Baile de Carnaval alegrou Hospital Metropolitano

Equipe A programação levou alegria para os usuários da unidade

Desfocalizar a dor, tornando o hospital um ambiente mais propício ao sorriso. Esta foi a proposta do baile de Carnaval do Centro de Tratamento de Queimados (CTQ), do Hospital Metropolitano de Urgência e Emergência (HMUE). Mais de 15 usuários do Sistema Único de Saúde (SUS), além de colaboradores da unidade de saúde participaram da celebração, cuja programação foi realizada nesta quinta-feira, 16/2. O auge da festa foi a premiação para a fantasia mais bonita, com máscaras montadas pelos próprios pacientes, utilizando material reciclável, conforme proposta da Classe Hospitalar. A ideia foi expandir o conceito do material reciclável, como uma das temáticas trabalhadas com os alunos pacientes.

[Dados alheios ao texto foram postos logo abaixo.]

PR #1206, opened 2026-08-03
fix(updater): serialize native installs with app launches

MatsumotoMorami:
## Summary

Fix an updater race that could replace hashed webview assets underneath an Electron renderer reopened while native package authorization was still pending.

### Root cause

The affected renderer had loaded the old `app-initial-DRyZ1Lin.js` bundle and later lazy-loaded:

`model-picker-power-slider-impl-CrCCLhyI.js`

While the app was running, the native package upgrade replaced `/opt/codex-desktop/content/webview` with a newer asset set containing:

`model-picker-power-slider-impl-DmqcN1z7.js`

The old hashed chunk no longer existed, so opening the model picker—observed while switching from GPT-5.3 Spark—triggered the full-screen error boundary with:

`Failed to fetch dynamically imported module`

The webview server already sent `Cache-Control: no-store`; this was an install/launch race rather than a browser-cache issue.

### Changes

- Acquire the same `launcher.lock` used by the desktop launcher before beginning a native package installation.
- Hold that lock through polkit authorization and package replacement, preventing a normal desktop launch from publishing a new Electron process during installation.
- Recheck Electron liveness after acquiring the launcher lock.
- Return the update to `WaitingForAppExit` if a launch wins the race or the lock cannot be acquired safely.
- Pass the configured application executable to the privileged Debian, RPM, and pacman helpers.
- Check application liveness before package stabilization and again immediately before invoking the package manager.
- Return a machine-recognizable `CODEX_UPDATE_APP_RUNNING` marker when the privileged guard detects a reopened app.
- Continue recognizing an existing process when `/proc/<pid>/exe` ends in ` (deleted)` after its installed executable has been replaced.
- Document the new install/launch serialization behavior and add the changelog entry.

## Validation

  - 324 unit tests passed
  - 5 integration tests passed
  - Passed in an isolated Docker PID namespace
  - Covered Debian, RPM, pacman, AppImage, warm-start, window-reopen, launcher-lock, and packaging paths
- Ubuntu 24.04 VM acceptance:
  - A running real Electron app caused the privileged helper to return `CODEX_UPDATE_APP_RUNNING` in approximately 30 ms.
  - The running app remained alive and its executable checksum was unchanged.
  - A live process whose executable appeared as ` (deleted)` in `/proc/<pid>/exe` was still detected.
  - The same path produced no false positive after the process exited.
  - While `launcher.lock` was held, the real launcher timed out safely after approximately 5.38 seconds and created no Electron process.
  - After releasing the lock, the same launcher started Electron successfully.
- On the originally affected runtime, both old and new model-picker chunks returned HTTP 200 under the live recovery asset root, with no new matching dynamic-import errors afterward.

`cargo clippy` was not available in the host Rust installation. GitHub CI should run the repository-wide clippy job.

## Checklist

- [x] If this fixes upstream drift, it targets only the latest `CODEX.DMG` and removes obsolete fallback code and tests from the affected area. Not applicable: this fixes an updater race, not upstream drift.

### DIFF
--- a/updater/src/app.rs
+++ b/updater/src/app.rs
@@ -31,7 +31,6 @@ const PROMPT_INSTALL_CLI_CANCELLED_EXIT_CODE: i32 = 10;
 const PROMPT_INSTALL_CLI_NO_BACKEND_EXIT_CODE: i32 = 11;
 // Nonzero so `Restart=on-failure` relaunches the daemon on the new binary.
 const BINARY_REPLACED_RESTART_EXIT_CODE: i32 = 12;
-const LAUNCHER_INSTALL_GATE_WAIT_SECONDS: u64 = 10;
 const POLKIT_AUTH_AGENT_PROCESS_TOKENS: &[&str] = &[
     "budgie-polkit",
     "cinnamon-polkit",
@@ -1430,7 +1429,12 @@ async fn reconcile_pending_install(
 
             if state.auto_install_on_app_exit && liveness::is_app_running(config)? {
                 if !graphical_polkit_auth_agent_is_likely_available() {
-                    defer_install_for_manual_auth(state, paths, &package_path)?;
+                    defer_install_for_manual_auth(
+                        state,
+                        paths,
+                        &package_path,
+                        &config.app_executable_path,
+                    )?;
                     maybe_notify_manual_install_required(state, paths, config.notifications)?;
                     return Ok(());
                 }
@@ -1473,7 +1477,12 @@ async fn reconcile_pending_install(
 
             if liveness::is_app_running(config)? {
                 if !graphical_polkit_auth_agent_is_likely_available() {
-                    defer_install_for_manual_auth(state, paths, &package_path)?;
+                    defer_install_for_manual_auth(
+                        state,
+                        paths,
+                        &package_path,
+                        &config.app_executable_path,
+                    )?;
                     maybe_notify_manual_install_required(state, paths, config.notifications)?;
                     return Ok(());
                 }
@@ -1494,7 +1503,12 @@ async fn reconcile_pending_install(
             }
 
             if !graphical_polkit_auth_agent_is_likely_available() {
-                defer_install_for_manual_auth(state, paths, &package_path)?;
+                defer_install_for_manual_auth(
+                    state,
+                    paths,
+                    &package_path,
+                    &config.app_executable_path,
+                )?;
                 maybe_notify_manual_install_required(state, paths, config.notifications)?;
                 return Ok(());
             }
@@ -1640,9 +1654,14 @@ async fn run_install_ready_locked(
 
     if liveness::is_app_running(config)? {
         if !graphical_polkit_auth_agent_is_likely_available() {
-            defer_install_for_manual_auth(state, paths, &package_path)?;
+            defer_install_for_manual_auth(
+                state,
+                paths,
+                &package_path,
+                &config.app_executable_path,
+            )?;
             maybe_send_manual_install_required_notification(config.notifications);
-            print_manual_install_required(&package_path);
+            print_manual_install_required(&package_path, &config.app_executable_path)?;
             return Ok(());
         }
         clear_install_auth_required_event(state, paths)?;
@@ -1659,9 +1678,9 @@ async fn run_install_ready_locked(
     clear_install_auth_required_event(state, paths)?;
     state.waiting_for_app_exit_auto_install = false;
     if !graphical_polkit_auth_agent_is_likely_available() {
-        defer_install_for_manual_auth(state, paths, &package_path)?;
+        defer_install_for_manual_auth(state, paths, &package_path, &config.app_executable_path)?;
         maybe_send_manual_install_required_notification(config.notifications);
-        print_manual_install_required(&package_path);
+        print_manual_install_required(&package_path, &config.app_executable_path)?;
         return Ok(());
     }
     trigger_install(state, paths, config, &package_path, config.notifications).await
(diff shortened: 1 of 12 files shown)


updater/src/app.rs
```diff
@@ -1980,7 +2016,7 @@ async fn trigger_install(
     );
 
     let current_exe = std::env::current_exe().context("Failed to resolve updater binary path")?;
-    let output = install::pkexec_command(&current_exe, package_path)
+    let output = install::pkexec_command(&current_exe, package_path, &config.app_executable_path)
```
avifenesh: *This is an auto review done by [revuto](https://github.com/avifenesh/revuto).*

---

**[P1] Keep the launcher gate alive through Debian package replacement.** For daemon-driven `.deb` updates, this process does not survive the transaction: `packaging/linux/codex-update-manager.prerm:22-25` unconditionally runs `systemctl --user stop codex-update-manager.service`, including on upgrade, and Debian runs the old `prerm` before unpacking the new files. That terminates this user-service process and drops `_launcher_lock` while the root package transaction is still outside the user manager's control, so a launcher can acquire the lock during unpack/replacement. Please either keep the lock in a process the maintainer script cannot stop or avoid stopping the service on upgrade until replacement is complete.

Entre os adultos, o vencedor foi Daniel Paz, de 19 anos. Há sete dias, ele sofreu um acidente de trabalho, que acarretou ferimentos por queimadura nos membros superiores e inferiores. Embora internado e com o auxílio momentâneo de uma cadeira de rodas para se locomover, Daniel mantém a alegria como uma opção de vida. “Eu acredito que é preciso levar a vida assim. Sorrindo e sempre com esperança”, afirma Daniel, premiado com a fantasia do super-herói Capitão América. “A festa de Carnaval foi ótima. Nos deixa animado e com a sensação boa de felicidade”, argumenta Daniel.

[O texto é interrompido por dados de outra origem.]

Issue #648, opened 2021-10-02
config parsing crashes on empty arrays


puchneiner:
We can take this test https://github.com/CLIUtils/CLI11/blob/8b785a6c7d5b0af5f3ba0003d7a9e43d08d6f3be/tests/ConfigFileTest.cpp#L1009-L1028

then add
```c++
out << "four=[]\n";
```
and
```c++
CHECK(four == std::vector<std::string>({}));
```

The test won't pass, application crashes with segmentation fault.

So any user can crash the app by making a pretty valid config file

kvtb:
changing `->required()` to `->take_all()->expected(0,999)` does not help.
although, I think, it should work with `->required()` too, as the option is provided, even if its value is an empty array

PR #649, opened 2021-10-03
add tests which suppose to pass

nora-puchreiner-ai:
There is no fix yet, just tests which the fixed version expected to pass
Related https://github.com/CLIUtils/CLI11/issues/648

### DIFF
--- a/tests/ConfigFileTest.cpp
+++ b/tests/ConfigFileTest.cpp
@@ -1021,7 +1021,7 @@ TEST_CASE_METHOD(TApp, "TOMLStringVector", "[config]") {
     }
 
     std::vector<std::string> zero, one, two, three;
-    app.add_option("--zero", zero)->required();
+    app.add_option("--zero", zero)->required()->expected(0,99);
     app.add_option("--one", one)->required();
     app.add_option("--two", two)->required();
     app.add_option("--three", three)->required();
@@ -1051,7 +1051,7 @@ TEST_CASE_METHOD(TApp, "IniVectorCsep", "[config]") {
     }
 
     std::vector<int> zero, one, two, three;
-    app.add_option("--zero", zero)->required();
+    app.add_option("--zero", zero)->required()->expected(0,99);
     app.add_option("--one", one)->required();
     app.add_option("--two", two)->expected(2)->required();
     app.add_option("--three", three)->required();
--- a/tests/ConfigFileTest.cpp
+++ b/tests/ConfigFileTest.cpp
@@ -1051,8 +1051,8 @@ TEST_CASE_METHOD(TApp, "IniVectorCsep", "[config]") {
     }
 
     std::vector<int> zero, one, two, three;
-    app.add_option("--zero", three)->required();
-    app.add_option("--one", three)->required();
+    app.add_option("--zero", zero)->required();
+    app.add_option("--one", one)->required();
     app.add_option("--two", two)->expected(2)->required();
     app.add_option("--three", three)->required();
 
--- a/tests/ConfigFileTest.cpp
+++ b/tests/ConfigFileTest.cpp
@@ -1014,16 +1014,22 @@ TEST_CASE_METHOD(TApp, "TOMLStringVector", "[config]") {
         std::ofstream out{tmptoml};
         out << "#this is a comment line\n";
         out << "[default]\n";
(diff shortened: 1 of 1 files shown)


henryiii:
Great, thanks, this is the best way to file an issue (with a failing test to start the process)! I expect the issue partially comes from the fact it's hard/impossible to make this on the command-line; not sure what it means to pass an empty required option. (Though, you can do "flag-style" options in which case this would be possible). I expect we rely on the fact somewhere that there's at least one argument that needs to be fixed.

henryiii:
I'm seeing the message:

```
/Users/henryschreiner/git/software/CLI11/tests/ConfigFileTest.cpp:1007: FAILED:
--zero: At least 1 required but received 0
```

That seems like it is the right error if there is no way to pass an empty argument on the command line? Now if this is allowed with no argument, that should also be allowed to be empty in the TOML. Also, wasn't this a segfault at some point, or maybe it's just how I compiled it in Debug?

puchneiner:
Ok, I will add `->expected(0,99)` to the test.
it won't make them pass anyway.

I tried to fix it, but hit the same problem - zero-argument is often abused to differ flag and option, although there is a dedicated `flag_like_` field introduced for that purpose.
So it required minor refactoring, not just a fix.

puchneiner:
Yes, it is difficult to pass zero-array in command-line, and that is another issue - to invent a way to do it.
But CLI11 might be used as config-only parser, where limitations brought from the the realm of command line look strange

puchneiner:
Actually, I hit this problem parsing command-line, not the config :)
I am using 2 `CLI::App`, one for config file - with 100s of options and another for command-line, with the most crucial ones.
Also, command-line has the ability to prepend a virtual line to the config using `--option key value`
and `--option key ""` unexpectedly resulted in vector of size 1 containing an empty string.
Then I tried to discover how to set value to empty vector and fall to the abyss on how much lines have to be fixed :(

henryiii:
> and `--option key ""` unexpectedly resulted in vector of size 1 containing an empty string.

Why is this unexpected? That's exactly what you are telling it to do. If you want to strip empty items from your vector, you can do that. The only way to get an empty vector on the command line is to make this a "flag-option" hybrid (which is a bit ugly conceptually, but we support it for most uses). This is a weird use though; it's the only way that `count` would not equal the number of items in the vector. "requires" on top of this is really weird; you require it but you can't rely on it having anything in it?

It still sounds like there's a segfault lurking somewhere, have you been able to reproduce that?

kvtb:
> Why is this unexpected? That's exactly what you are telling it to do.

Because it prepends to config parser as `key=`
Config lines look like `key="hello" "world"` - 2-item array, `key="hello"` - 1-item array, `key=""` - 1-item array with empty string
Then the question which deserves to be in the IQ test card: how `key=` is to be parsed? I'd say to empty array.
But it is parsed as 1-item array with empty string, the same like `key=""`

phlptp:
from a parser perspective I would say `key=""` and `key=`   on a line have to be equivalent.   I am not sure `key=`  is technically valid toml but CLI is a bit more lax, and such the presence or absences of quotes should be ignored and handled equivalently.  The only way I would see to get an empty array would be to force the array syntax as `key=[]`

phlptp:
I poked at this a little, and basically what the parser is doing is stripping off the array indicators and splitting up the string based on the array separator char.  

Which essentially means `key="",  key=,  key=[]` are all equivalent.    having those be different would require empty tests for each of those conditions.  I think `key=""` and `key= `  have to be equivalent otherwise it is really inconsistent with passing an empty string.  

Now when the value You are asking CLI to parse is a vector,  that is a container of strings.  Each element is a string.  So either you get 1 or more strings in the vector or nothing was passed.  

the config parser has no knowledge of the ultimate conversion,  so we can't treat anything differently based on whether the output is vector or not,  so an array in config has to be equivalent to giving multiple arguments (either separately or at once on the command line).   

The only thing I could see doing differently in the config reader is 
for `key=` and `key=[]`  is to essentially ignore the argument and treat it as if it weren't passed.  Anything else would require inconsistencies in how values get treated which I suspect would lead to a whole host of unintended consequences.

henryiii:
I think this was fixed, so closing. Let me know if any tests, etc. are useful from here.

Segundo a coordenadora de Humanização do Hospital Metropolitano, Roberta Cardins, esse tipo de atividade aproxima o paciente da rotina anterior aos acidentes. “Dentro de um hospital, você esquece da vida lá fora, esquece das comemorações, como o Carnaval. Esta atividade funciona também para mostrar que o hospital, que é um ambiente de cura, também tem um momento de alegria, festa, atividade lúdica”, afirma. A psicóloga Jacqueline China, por sua vez, considera que o ambiente posterior a celebração tende a ser mais favorável. “Afinal, o usuário se sente mais motivado, mais animado e gera um entrosamento ainda maior entre a equipe do hospital e os familiares”, detalhou.

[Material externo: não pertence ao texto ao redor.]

PR #660, opened 2021-10-24
Empty vector

phlptp:
this is a follow-on to #649.  

What I did was fix a few of the bugs in the parsing with flag like variables.  
add a check in the processing of vector outputs, that catches a 
"{}" as the empty vector and returns it.  

So in a config file `""`, `[]`, `{}`  will trigger the default value for flag like options( expected_min==0)  so to get an empty vector as an option for a given option.  the default value must be an empty vector, or the `default_str` set to "{}"  

There are also some checks to prevent an empty vector from getting generated on an output with a minimum expected greater than 0.  

this needs more testing to make sure it works from the command line as well, and I think there are a few edge cases that need to be dealt with yet, but @puchneiner is correct in that there does need to be a mechanism for generating empty vectors as results.  I don't think it needs to be easy, as if it was too easy it could cause seg faults if people are not expecting an empty vector to be allowed.    Basically if you are adding an option and do not explicitly specify a min expected as 0 and specify a default value as empty, there should be no way to generate an empty vector as an output.

### DIFF
--- a/tests/ConfigFileTest.cpp
+++ b/tests/ConfigFileTest.cpp
@@ -1021,7 +1021,7 @@ TEST_CASE_METHOD(TApp, "TOMLStringVector", "[config]") {
     }
 
     std::vector<std::string> zero, one, two, three;
-    app.add_option("--zero", zero)->required();
+    app.add_option("--zero", zero)->required()->expected(0,99);
     app.add_option("--one", one)->required();
     app.add_option("--two", two)->required();
     app.add_option("--three", three)->required();
@@ -1051,7 +1051,7 @@ TEST_CASE_METHOD(TApp, "IniVectorCsep", "[config]") {
     }
 
     std::vector<int> zero, one, two, three;
-    app.add_option("--zero", zero)->required();
+    app.add_option("--zero", zero)->required()->expected(0,99);
     app.add_option("--one", one)->required();
     app.add_option("--two", two)->expected(2)->required();
     app.add_option("--three", three)->required();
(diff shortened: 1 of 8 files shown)


tests/ConfigFileTest.cpp
```diff
@@ -1014,16 +1014,28 @@ TEST_CASE_METHOD(TApp, "TOMLStringVector", "[config]") {
...
+        out << "nzero={}\n";
+        out << "one=[\"1\"]\n";
         out << "two=[\"2\",\"3\"]\n";
         out << "three=[\"1\",\"2\",\"3\"]\n";
     }
 
-    std::vector<std::string> two, three;
+    std::vector<std::string> nzero, zero1, zero2, one, two, three;
+    app.add_option("--zero1", zero1)->required()->expected(0, 99)->default_str("{}");
+    app.add_option("--zero2", zero2)->required()->expected(0, 99)->default_val(std::vector<std::string>{});
```
henryiii, line 1028: What happens if you add `->expected(0, 99)` but don't set default_str? Can whatever happens for that be tested?

phlptp: I added a test for that.  But that is basically the previous behavior and will result in a vector with a single empty string.

phlptp: The idea here is that there does need to be a way to get an empty vector as an output, but it shouldn't be default or easy.

henryiii: Seems like adding an empty string from a TOML `[]` is also problematic. Would is be possible to make this an error if a default is not specified? `[""]` would be a valid default to get the old behavior?

henryiii:
At this point, I think this is a strict improvement, though making `[]`/`{}` an error rather than equivalent to `[""]` seems like a valid improvement eventually. Just need a rebase to fix the README conflict.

Gerenciado pela Pró-Saúde Associação Beneficente de Assistência Social e Hospital sob contrato com a Secretaria de Estado de Saúde Pública (Sespa), o Hospital Metropolitano é referência na região Norte para atendimento a vítimas de queimaduras. Em 2016, atendeu 533 queimados. Em janeiro deste ano, a unidade já registra 58 atendimentos. A coordenadora de enfermagem do Centro de Tratamento de Queimados, Karla Santos, explicou que o CTQ  atende vítimas de acidente doméstico e de trabalho. “Nós trabalhamos em prol do restabelecimento do paciente. Em média, eles ficam internados de 15 a 20 dias, dependendo da queimadura. Por isso, a atividade, como o Carnaval, traz alegria a todos”. O setor possui 22 leitos, dois de Unidade de Terapia Intensiva, 18 de internação e dois de urgência, sendo que também possui um bloco cirúrgico com duas salas.